If the requested form of such Letter of Credit is acceptable to such Issuing Bank in its sole discretion, such Issuing Bank may, upon
fulfillment of the applicable conditions set forth in Article 5, make such Letter of Credit available to the Borrower at its office referred to in Section 8.2 or as otherwise agreed with the Borrower in connection with such issuance. In
the event and to the extent that the provisions of any Letter of Credit Agreement shall conflict with this Agreement, the provisions of this Agreement shall govern. 
  

	(e)	 Participations. By the issuance of a Letter of Credit (or an amendment to a Letter of Credit increasing
the amount thereof) and without any further action on the part of the applicable Issuing Bank or the Lenders, such Issuing Bank hereby grants to each Lender, and each Lender hereby acquires from such Issuing Bank, a participation in such Letter of
Credit equal to such Lender’s Ratable Share of the Available Amount of such Letter of Credit. The Borrower hereby agrees to each such participation. In consideration and in furtherance of the foregoing, each Lender hereby absolutely and
unconditionally agrees to pay to the Agent, for the account of such Issuing Bank, such Lender’s Ratable Share of each drawing made under a Letter of Credit funded by such Issuing Bank and not reimbursed by the Borrower on the date made, or of
any reimbursement payment required to be refunded to the Borrower for any reason. Each Lender acknowledges and agrees that its obligation to acquire participations pursuant to this paragraph in respect of Letters of Credit is absolute and
unconditional and shall not be affected by any circumstance whatsoever, including any amendment, renewal or extension of any Letter of Credit or the occurrence and continuance of a Default or reduction or termination of the Commitments, and that
each such payment shall be made without any offset, abatement, withholding or reduction whatsoever. Each Lender further acknowledges and agrees that its participation in each Letter of Credit will be automatically adjusted to reflect such
Lender’s Ratable Share of the Available Amount of such Letter of Credit at each time such Lender’s Commitment may be reduced pursuant to Section 2.4, Section 2.9 or Section 2.20 or increased pursuant to Section 2.20 or
otherwise amended pursuant to this Agreement. 

  
 15 

	(f)	 Drawing and Reimbursement. The payment by an Issuing Bank of a draft drawn under any Letter of Credit
shall constitute for all purposes of this Agreement the making by any such Issuing Bank of an Advance, which shall be a Base Rate Advance in the amount of such draft.
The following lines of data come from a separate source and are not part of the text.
PR #599, opened 2022-01-12
Full handling for applying type comments to Assign

stroxler:
## Summary

In the previous PR, I added basic support for converting an
Assign with a type comment to an AnnAssign, as long as there was
only one target.

This PR handles all fully PEP 484 compliant cases:
- multiple assignments
- multiple elements in the LHS l-value

We cannot handle arity errors because there's no way to do it. And
we don't try to handle the ambiguous case of multiple assignments with
mismatched arities (PEP 484 isn't super clear on which LHS is supposed
to pick up the type, we are conservative here). The ambiguous case is
probably very uncommon in real code anyway, multiple assignment is not
a widely used feature.

NOTE: my local pyre is complaining and I don't understand it, putting
a PR up anyway to see what CI does.

## Test Plan

There are new test cases covering:
- multiple elements in the LHS
- multiple assignment
- both of the above together
- semicolon expansion, which is handled differently in the cases
  where we have to add type declarations
- new error cases:
  - mismatched arity in both directions on one assignment
  - mismatched arity in multiple assignment
```
> python -m unittest libcst.codemod.commands.tests.test_convert_type_comments
.....
Ran 5 tests in 0.150s

OK
```

### DIFF
--- a/libcst/codemod/commands/convert_type_comments.py
+++ b/libcst/codemod/commands/convert_type_comments.py
@@ -105,7 +105,7 @@ class AnnotationSpreader:
     @staticmethod
     def unpack_target(
         target: cst.BaseExpression,
-    ) -> UnpackedTargets:
+    ) -> UnpackedTargets:  # pyre-ignore: I'm unsure what the problem is.
         """
         Take a (non-function-type) type comment and split it into
         components. A type comment body should always be either a single
@@ -208,17 +208,18 @@ class ConvertTypeComments(VisitorBasedCodemodCommand):
     """
 
     def __init__(self, context: CodemodContext) -> None:
-        if (sys.version_info.major, sys.version_info.minor) < (3, 8):
-            # The ast module did not get `type_comments` until Python 3.7.
-            # In 3.6, we should error than silently running a nonsense codemod.
+        if (sys.version_info.major, sys.version_info.minor) < (3, 9):
+            # The ast module did not get `unparse` until Python 3.9,
+            # or `type_comments` until Python 3.8
             #
-            # NOTE: it is possible to use the typed_ast library for 3.6, but
-            # this is not a high priority right now. See, e.g., the
-            # mypy.fastparse module.
+            # For earlier versions of python, raise early instead of failing
+            # later. It might be possible to use libcst parsing and the typed_ast
+            # library to support earlier python versions, but this is not a
+            # high priority.
             raise NotImplementedError(
                 "You are trying to run ConvertTypeComments on a "
                 + "python version without type comment support. Please "
-                + "try using python 3.8+ to run your codemod."
+                + "try using Python 3.9+ to run your codemod."
             )
         super().__init__(context)
 
--- a/libcst/codemod/commands/convert_type_comments.py
+++ b/libcst/codemod/commands/convert_type_comments.py
@@ -221,13 +221,15 @@ class ConvertTypeComments(VisitorBasedCodemodCommand):
             # or `type_comments` until Python 3.8
             #
             # For earlier versions of python, raise early instead of failing
-            # later. It might be possible to use libcst parsing and the typed_ast
-            # library to support earlier python versions, but this is not a
-            # high priority.
+            # later. It might be possible to use libcst parsing and the
+            # typed_ast library to support earlier python versions, but this is
+            # not a high priority.
             raise NotImplementedError(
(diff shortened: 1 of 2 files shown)


stroxler:
Looks like I'll need to bump the required python version or find a 3.8 substitute for ast.unparse

libcst/codemod/commands/convert_type_comments.py
```diff
@@ -56,29 +58,168 @@ def _convert_annotation(raw: str) -> cst.Annotation:
...
+        list of strings matching the tuple structure of the type comment.
+        """
+        # pyre-ignore[16]: the ast module stubs do not have full details
+        annotation_ast = ast.parse(type_comment, "<type_comment>", "eval").body
+        return AnnotationSpreader._unparse_annotation(annotation_ast)
+
+    @staticmethod
+    def unpack_target(
+        target: cst.BaseExpression,
+    ) -> UnpackedTargets:  # pyre-ignore: I'm unsure what the problem is.
```
stroxler, line 108: @grievejia any idea why pyre would complain about `UnpackedTargets` not being a valid type here?

The type error I was getting was:
```
libcst/codemod/commands/convert_type_comments.py:108:9 Undefined or invalid type [11]: Annotation `UnpackedTargets` is not defined as a type
```

But
(a) as far as I can tell there's not much difference between `UnpackedAnnotations` and `UnpackedTargets`, so I can't figure out why only one of them complains
(b) even weirder, it doesn't complain on line 127 but that's exactly the same type name

grievejia: > as far as I can tell there's not much difference between UnpackedAnnotations and UnpackedTargets

This definition doesn't make sense to me:
```
UnpackedTargets: TypeAlias = Union[cst.BaseExpression, "UnpackedTargets"]
```
It's like saying `type t = t` in OCaml -- you can't define `t` in terms of just `t` itself without some sort of additional labeling. Otherwise it would be impossible to inductively prove that any object *cannot* have that type. We should probably emit an error there, but iirc that might be tricky at implementation level. 

On the other hand, the definition of `UnpackedTargets` is OK. The self-recursion is prevented by the existence of `List`, and we can inductively say that the inhabitants of this type are integer trees and nothing else.  

Either way, what you are doing relies on Pyre's support for recursive type, which is a non-standard extension and I personally consider that experimental. If possible I would suggest avoiding that and simple do an old-school class hierarchy (e.g. one abstract base `UnpackedAnnotations` and two concrete subtypes `SingleUnpackedAnnotation` and `MultipleUnpackedAnnotations`, where the latter contains attributes of the parent type), which is guaranteed to always work. 

> even weirder, it doesn't complain on line 127 but that's exactly the same type name

Pyre does not guarantee it always emit all errors. We do some filtering to prevent diagnostics from getting too spammy. iirc one of the filtering rule is that if the invalid type error for a given name is reported once, we don't report it elsewhere in the same file.

stroxler: I hesitate to use a class hierarchy because that adds quite a lot of boilerplate - it becomes harder to follow the intent of the code from the types themselves plus I'd need unwrapping and wrapping logic.

I think using recursive types in a codemod ought to be alright, I probably wouldn't use it in the core of LibCST

stroxler: I made a PR to use a class hierarchy: https://github.com/stroxler/LibCST/pull/2

The change seems pretty bad to me, I'd much prefer to stick with recursive types

libcst/codemod/commands/convert_type_comments.py
```diff
@@ -56,29 +58,176 @@ def _convert_annotation(raw: str) -> cst.Annotation:
...
-            # NOTE: it is possible to use the typed_ast library for 3.6, but
-            # this is not a high priority right now. See, e.g., the
-            # mypy.fastparse module.
+            # For earlier versions of python, raise early instead of failing
+            # later. It might be possible to use libcst parsing and the typed_ast
+            # library to support earlier python versions, but this is not a
+            # high priority.
             raise NotImplementedError(
                 "You are trying to run ConvertTypeComments on a "
                 + "python version without type comment support. Please "
```
zsol, line 229: maybe update the error message here to avoid misleading users

zsol (approved):
lgtm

Each Issuing Bank shall give prompt notice (and such Issuing Bank will use its
commercially reasonable efforts to deliver such notice within one Business Day) of each drawing under any Letter of Credit issued by it to the Borrower and the Agent. Upon written demand by such Issuing Bank made to the Agent, with a copy of such
demand to the Borrower, and the Agent’s prompt notice thereof to each Lender, each Lender shall pay to the Agent such Lender’s Ratable Share of such outstanding Advance, by making available for the account of its Applicable Lending Office
to the Agent for the account of such Issuing Bank, by deposit to the Agent’s Account, in same day funds, an amount equal to the portion of the outstanding principal amount of such Advance to be funded by such Lender. Each Lender acknowledges
and agrees that its obligation to make Advances pursuant to this paragraph in respect of Letters of Credit is absolute and unconditional and shall not be affected by any circumstance whatsoever, including any amendment, renewal or extension of any
Letter of Credit or the occurrence and continuance of a Default or reduction or termination of the Commitments, and that each such payment shall be made without any offset, abatement, withholding or reduction whatsoever. Promptly after receipt
thereof, the Agent shall transfer such funds to such Issuing Bank. Each Lender agrees to fund its Ratable Share of an outstanding Advance on 

  

	 	(i)	 the Business Day on which demand therefor is made by such Issuing Bank, provided that notice of such
demand is given not later than 11:00 A.M. (New York City time) on such Business Day, or 

  

	 	(ii)	 the first Business Day next succeeding such demand if notice of such demand is given after such time.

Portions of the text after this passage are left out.